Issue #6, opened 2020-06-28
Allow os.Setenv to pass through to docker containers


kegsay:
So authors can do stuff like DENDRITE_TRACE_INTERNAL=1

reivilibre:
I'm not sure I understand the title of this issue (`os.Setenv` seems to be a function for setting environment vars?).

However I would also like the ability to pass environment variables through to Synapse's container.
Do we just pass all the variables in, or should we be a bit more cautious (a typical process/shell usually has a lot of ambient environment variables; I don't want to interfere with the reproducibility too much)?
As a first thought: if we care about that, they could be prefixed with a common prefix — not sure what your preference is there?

- _Your objective_:
Every line of the listing above that contains "like" is to be copied.

- _Your response_:
So authors can do stuff like DENDRITE_TRACE_INTERNAL=1
However I would also like the ability to pass environment variables through to Synapse's container.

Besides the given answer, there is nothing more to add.